Brief →
Would you print every entry exactly as it appears?

Listed entries →
Issue #1479, opened 2019-11-13
Make readiness and liveness configurable


mrow4a:
Currently readiness probe for hub is enabled by default, and liveness probe is disabled. I suggest in this draft commit https://github.com/jupyterhub/zero-to-jupyterhub-k8s/compare/master...mrow4a:fix_probes to make it configurable in the chart, for few reasons:
- to support with chart 0.9.0 JH <1.0.0
- sometimes it might be desirable to enable/disable certain probes (e.g. liveness)
- issues like https://github.com/jupyterhub/zero-to-jupyterhub-k8s/issues/1357
- these probes as part of separate alerting system

@consideRatio any opinion?

consideRatio:
I think I'd like to see them be made configurable as well!

PR #1480, opened 2019-11-13
[1479 ] Make probes in hub configurable

mrow4a:
Closes https://github.com/jupyterhub/zero-to-jupyterhub-k8s/issues/1479

### DIFF
--- a/jupyterhub/templates/hub/deployment.yaml
+++ b/jupyterhub/templates/hub/deployment.yaml
@@ -194,19 +194,26 @@ spec:
           ports:
             - containerPort: 8081
               name: hub
-          ## livenessProbe notes:
-          ## We don't know how long hub database upgrades could take
-          ## so having a liveness probe could be a bit risky unless we put
-          ## a initialDelaySeconds value with long enough margin for that
-          ## to not be an issue. If it is too short, we could end up aborting
-          ## database upgrades midway or ending up in an infinite restart
-          ## loop.
-          # livenessProbe:
-          #   initialDelaySeconds: 30
-          #   httpGet:
-          #     path: {{ .Values.hub.baseUrl }}hub/health
-          #     port: hub
-          readinessProbe:
+          {{- if .Values.hub.livenessProbe.enabled }}
+          # livenessProbe notes:
+          # We don't know how long hub database upgrades could take
+          # so having a liveness probe could be a bit risky unless we put
+          # a initialDelaySeconds value with long enough margin for that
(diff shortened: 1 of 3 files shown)


consideRatio:
I'd like to see both the hub and proxy deployment's configurable with the same options. That way we avoid breaking the expectancy that if we can configure one we should be able to configure the other, something I believe will cause confusion otherwise.

## Sidetrack

Hmmm.. I wonder if we can apply some neat trick to not have to hardcode too much here, but instead merge fields from the passed probes.

Hmmm... One would do something like this.

```
# 1: inspect if the probe is enabled
# 2: load the defaults as a object
# 3: merge the provided values with the default object
```

Nevermind, it requires a lot of added complexity to load the default stuff, I've done similar things like this before and it can be quite a mess, the crux is that anything written in a Helm template file is text and is troublesome to get back in to an object that can be manipulated as an object.

## Back on track

Okay, then lets decide what to support to be configurable among the valid probe fields: https://kubernetes.io/docs/reference/generated/kubernetes-api/v1.15/#probe-v1-core

Perhaps we settle with `periodSeconds` and `initialDelaySeconds` for now?

mrow4a:
@consideRatio if we have lots of defaults maybe this makes sense. The goal is to avoid having too much things in values.yaml, is that correct ? Could you give me some example of existing code to see? 

Regarding probe defaults themselves, yes `periodSeconds` and `initialDelaySeconds` seem reasonable as a start, and will be easy to add later.

consideRatio:
@mrow4a sorry to bug you with that sidetrack, I saw Helm 3 was released now, and with Helm 3 things will be easier I think so let's not get stuck in heavy patterns like the one I considered in the sidetrack so to say. (But here are examples: [values.yaml](https://github.com/mattermost/mattermost-helm/blob/a47132a7b907679068df95dd22cb49d1410ab42f/charts/mattermost-team-edition/values.yaml#L169-L175) + [a helm template merging that with other stuff](https://github.com/mattermost/mattermost-helm/blob/a47132a7b907679068df95dd22cb49d1410ab42f/charts/mattermost-team-edition/templates/secret-config.yaml#L11-L40))

> Regarding probe defaults themselves, yes `periodSeconds` and `initialDelaySeconds` seem reasonable as a start, and will be easy to add later.

I agree! Aim for that (without the overly complicated merge stuff i linked to).

mrow4a:
@consideRatio done :)

consideRatio:
Thank you @mrow4a for your work on this!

Answer →
Issue #1479, opened 2019-11-13
Make readiness and liveness configurable


mrow4a:
Currently readiness probe for hub is enabled by default, and liveness probe is disabled. I suggest in this draft commit https://github.com/jupyterhub/zero-to-jupyterhub-k8s/compare/master...mrow4a:fix_probes to make it configurable in the chart, for few reasons:
- to support with chart 0.9.0 JH <1.0.0
- sometimes it might be desirable to enable/disable certain probes (e.g. liveness)
- issues like https://github.com/jupyterhub/zero-to-jupyterhub-k8s/issues/1357
- these probes as part of separate alerting system

@consideRatio any opinion?

consideRatio:
I think I'd like to see them be made configurable as well!

PR #1480, opened 2019-11-13
[1479 ] Make probes in hub configurable

mrow4a:
Closes https://github.com/jupyterhub/zero-to-jupyterhub-k8s/issues/1479

### DIFF
--- a/jupyterhub/templates/hub/deployment.yaml
+++ b/jupyterhub/templates/hub/deployment.yaml
@@ -194,19 +194,26 @@ spec:
           ports:
             - containerPort: 8081
               name: hub
-          ## livenessProbe notes:
-          ## We don't know how long hub database upgrades could take
-          ## so having a liveness probe could be a bit risky unless we put
-          ## a initialDelaySeconds value with long enough margin for that
-          ## to not be an issue. If it is too short, we could end up aborting
-          ## database upgrades midway or ending up in an infinite restart
-          ## loop.
-          # livenessProbe:
-          #   initialDelaySeconds: 30
-          #   httpGet:
-          #     path: {{ .Values.hub.baseUrl }}hub/health
-          #     port: hub
-          readinessProbe:
+          {{- if .Values.hub.livenessProbe.enabled }}
+          # livenessProbe notes:
+          # We don't know how long hub database upgrades could take
+          # so having a liveness probe could be a bit risky unless we put
+          # a initialDelaySeconds value with long enough margin for that
(diff shortened: 1 of 3 files shown)


consideRatio:
I'd like to see both the hub and proxy deployment's configurable with the same options. That way we avoid breaking the expectancy that if we can configure one we should be able to configure the other, something I believe will cause confusion otherwise.

## Sidetrack

Hmmm.. I wonder if we can apply some neat trick to not have to hardcode too much here, but instead merge fields from the passed probes.

Hmmm... One would do something like this.

```
# 1: inspect if the probe is enabled
# 2: load the defaults as a object
# 3: merge the provided values with the default object
```

Nevermind, it requires a lot of added complexity to load the default stuff, I've done similar things like this before and it can be quite a mess, the crux is that anything written in a Helm template file is text and is troublesome to get back in to an object that can be manipulated as an object.

## Back on track

Okay, then lets decide what to support to be configurable among the valid probe fields: https://kubernetes.io/docs/reference/generated/kubernetes-api/v1.15/#probe-v1-core

Perhaps we settle with `periodSeconds` and `initialDelaySeconds` for now?

mrow4a:
@consideRatio if we have lots of defaults maybe this makes sense. The goal is to avoid having too much things in values.yaml, is that correct ? Could you give me some example of existing code to see? 

Regarding probe defaults themselves, yes `periodSeconds` and `initialDelaySeconds` seem reasonable as a start, and will be easy to add later.

consideRatio:
@mrow4a sorry to bug you with that sidetrack, I saw Helm 3 was released now, and with Helm 3 things will be easier I think so let's not get stuck in heavy patterns like the one I considered in the sidetrack so to say. (But here are examples: [values.yaml](https://github.com/mattermost/mattermost-helm/blob/a47132a7b907679068df95dd22cb49d1410ab42f/charts/mattermost-team-edition/values.yaml#L169-L175) + [a helm template merging that with other stuff](https://github.com/mattermost/mattermost-helm/blob/a47132a7b907679068df95dd22cb49d1410ab42f/charts/mattermost-team-edition/templates/secret-config.yaml#L11-L40))

> Regarding probe defaults themselves, yes `periodSeconds` and `initialDelaySeconds` seem reasonable as a start, and will be easy to add later.

I agree! Aim for that (without the overly complicated merge stuff i linked to).

mrow4a:
@consideRatio done :)

consideRatio:
Thank you @mrow4a for your work on this!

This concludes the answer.